**Task requirements**
Count the lines below with the string "shown" in them. Only the number should be given.

[Task material]

PR #9679, opened 2018-02-21
add .eslintrc

pravdomil:
taken from https://github.com/meteor/javascript/blob/master/linters/.eslintrc

we definitely should include .eslintrc in main repo so that all dev tools take it into consideration

### DIFF
--- a/.eslintrc
+++ b/.eslintrc
@@ -1,0 +1,217 @@
+{
+  "parser": "babel-eslint",
+  "plugins": [
+    "react"
+  ],
+  "env": {
+    "browser": true,
+    "node": true
+  },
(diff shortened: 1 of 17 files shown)


hwillson:
Hi @pravdomil - I see you closed this, but have restored the branch, so I'm assuming you might still be working on it. In an effort to save you some time, just a heads up - the Meteor project isn't currently accepting eslint related PR's (or https://prettier.io related PR's, etc.). Feel free to use linters or beautifiers on your code before you submit it, but please keep in mind that the Meteor core code styles differ from the eslint rules you linked to. When in doubt please follow the existing codebase styles as much as possible. Thanks!

PR #9558, opened 2018-01-21
Modernize accounts packages

jamesmillerburgess:
### Update
This pull request modernizes the various `accounts-*` packages.

#### Todo:
- [x] Removal of `underscore` in favor of equivalent ES6+ features
- [x] Check that `_.each` replacements are applied correctly to arrays and objects
- [x] Prefer `includes` over `indexOf`
- [x] Prefer `Array.isArray` over `instanceof Array`
- [x] Removal of `self = this` in all cases where the same scoping can be achieved with arrow functions
- [x] Prefer arrow functions over `function`
- [x] Prefer `class` method declarations over `prototype` manipulation
- [x] Removal of `var` and `function` declarations in favor of `const` and `let`
- [x] Prefer template literals over string concatenation
- [x] Object deconstruction where it makes sense
- [x] Prefer module exports to globals
- [x] Apply DRY for repeated utility functions
- [ ] Extraction of method bodies into logically grouped files
- [ ] JSDoc comments on all methods
- [ ] Additional comments where needed
- [ ] Additional unit tests
- [ ] Additional integration tests
- [x] Increment package numbers

#### Package size chart (as of 1.6.1-beta.3):
```
Package             | Original web.browser | Modernized web.browser | Original web.browser.legacy | Modernized web.browser.legacy
accounts-base       | 12.8  kb             | 11.3  kb               | 12.8  kb                    | 13.3  kb
accounts-password   |  2.16 kb             |  2.32 kb               |  2.16 kb                    |  2.37 kb
```

### Original Comment
This pull request removes the `underscore` dependency from `accounts-base`. It's the first step in a larger modernization/refactoring that I was thinking I could do as a contribution to the Meteor codebase. I made the PR now, because I wanted to get some feedback first on the idea and how far to go.

Options:
1. Remove `underscore` dependencies
2. ES6 syntax/style (e.g. remove usage of `self`, apply Prettier styling, and leverage other ES features)
3. Refactor large functions/files into smaller pieces to enable better test coverage
4. Other...?

Please let me know if this sounds like something that could help and which of the options sound about right.

PR #9680, opened 2018-02-21
add .eslintrc

pravdomil:
taken from https://github.com/meteor/javascript/blob/master/linters/.eslintrc

we definitely should include .eslintrc in main repo so that all dev tools take it into consideration

### DIFF
--- a/.eslintrc
+++ b/.eslintrc
@@ -1,0 +1,217 @@
+{
+  "parser": "babel-eslint",
+  "plugins": [
+    "react"
+  ],
+  "env": {
+    "browser": true,
+    "node": true
+  },
+  "ecmaFeatures": {
+    "arrowFunctions": true,
+    "blockBindings": true,
+    "classes": true,
+    "defaultParams": true,
+    "destructuring": true,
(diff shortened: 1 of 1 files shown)


hwillson:
We just posted at the same time! 🙂  Re-capping my comments from https://github.com/meteor/meteor/pull/9679#issuecomment-367439598:

> ... the Meteor project isn't currently accepting eslint related PR's (or https://prettier.io related PR's, etc.). Feel free to use linters or beautifiers on your code before you submit it, but please keep in mind that the Meteor core code styles differ from the eslint rules you linked to. When in doubt please follow the existing codebase styles as much as possible. Thanks!

pravdomil:
I have closed the other PR beause my git branches get mixed.

@hwillson thanks for quick response, yes I'm in doubt.  
Because I'm working on modernising Meteor core code (as other people here do), and there is no guideline how to should I format it, so I hoped that we can use that .eslintrc thing to makes things clear.

pravdomil:
https://github.com/meteor/meteor/pull/9558#issuecomment-359808310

[/Task material]

**Exercise response**
2